I admit that I don't spend my days on MSNBC being programmed with propaganda, like you do, Jakematters.


----------



## Truthmatters (Nov 19, 2012)

Dear Idiot,


when have you EVER been proven correct in your accessments of the effect of policy?

You and the republican party have been proven wrong on what you claimed the effect of policy would be.


Let me make this simple for you.


You and Your party have been proven historically wrong in the ideas you put forward.

You insist we use failed ideas.


You were voted down for just that reason.


----------



## Rat in the Hat (Nov 19, 2012)

Truthmatters said:


> Dear Idiot,
> 
> 
> when have you EVER been proven correct in your accessments of the effect of policy?
> ...



And you have been proven hysterically wrong in the ideas you put forward, Fatso.


----------



## Uncensored2008 (Nov 19, 2012)

Rat in the Hat said:


> Truthmatters said:
> 
> 
> > Dear Idiot,
> ...



Have you ever sat back and wondered, "just what the fuck is the concept Truthmatters is trying to convey?" I do that with my dog sometimes, try to figure out what she's thinking.
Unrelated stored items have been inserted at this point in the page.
PR #2534, opened 2024-03-06
Add RoomChangeRolesScreen.

pixlwave:
Similarly to #2513, this screen isn't part of a flow yet, just the screen being added. Will do a flow coordinator next.

| Administrators | Moderators |
| - | - |
| Screenshot 2024-03-06 at 1 13 33 pm | Screenshot 2024-03-06 at 1 13 42 pm |

### DIFF
--- a/ElementX/Sources/Screens/RoomChangeRolesScreen/RoomChangeRolesScreenModels.swift
+++ b/ElementX/Sources/Screens/RoomChangeRolesScreen/RoomChangeRolesScreenModels.swift
@@ -1,0 +1,100 @@
+//
+// Copyright 2022 New Vector Ltd
+//
+// Licensed under the Apache License, Version 2.0 (the "License");
+// you may not use this file except in compliance with the License.
+// You may obtain a copy of the License at
+//
+// http://www.apache.org/licenses/LICENSE-2.0
+//
+// Unless required by applicable law or agreed to in writing, software
+// distributed under the License is distributed on an "AS IS" BASIS,
+// WITHOUT WARRANTIES OR CONDITIONS OF ANY KIND, either express or implied.
+// See the License for the specific language governing permissions and
+// limitations under the License.
+//
+
+import Collections
+import Foundation
+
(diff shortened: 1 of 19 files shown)


ElementX/Sources/Screens/RoomChangeRolesScreen/RoomChangeRolesScreenModels.swift
```diff
@@ -0,0 +1,100 @@
...
+    
+    /// The screen's title.
+    var title: String {
+        switch mode {
+        case .administrator:
+            L10n.screenRoomChangeRoleAdministratorsTitle
+        case .moderator:
+            L10n.screenRoomChangeRoleModeratorsTitle
+        case .user:
+            ""
```
Velin92, line 47: is this an occurence that can't happen or we just don't have a copy for this case?

ElementX/Sources/Screens/RoomChangeRolesScreen/RoomChangeRolesScreenModels.swift
```diff
@@ -0,0 +1,100 @@
...
+    }
+    
+    /// The visible members in the screen (after searching).
+    var visibleMembers: [RoomMemberDetails] {
+        guard !bindings.searchQuery.isEmpty else { return members }
+        
+        return members.filter {
+            $0.name?.localizedStandardContains(bindings.searchQuery) == true || $0.id.localizedStandardContains(bindings.searchQuery)
+        }
+    }
```
Velin92, line 58: this is a bit long can we use `element in` instead of `$0` and have it on its own line?

Velin92 (approved):
LGTM

ElementX/Sources/Screens/RoomChangeRolesScreen/RoomChangeRolesScreenModels.swift
pixlwave: Good point, it can't happen. I'll put a comment on it.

Yeah, the dingo has quadruple the IQ points of Jakematters, but the concept is the same...


----------



## Politicskid (Nov 19, 2012)

regent said:


> Was the high school textbook named? I have the feeling, if the quotes are accurate, they may have been taken out of context. Take the word hostile in one example, was that referring to a law, rule or California propostion that indicated the hostility of some people and not the authors bias? If the bias were true, and there is always some, why did the district or state adopt the text? Chances are the teacher may not have selected the text. Bias is more prevalant in the state and district administration than in the teachers.
> If it is an AP class chances are good that the teacher is a history major. At times schools have music teachers, or coaches teaching academic subjects. Classes have to be covered.
> And that brings up a bigger question, should history be taught as history in the high school, warts and all, or as a means to promote patriotism, love of country and heros?
> We can be thankful that the Texas GOP has passed a resolution prohibiting the teaching of critical thinking in Texas schools. Did the state of Texas follow the GOP suggestion?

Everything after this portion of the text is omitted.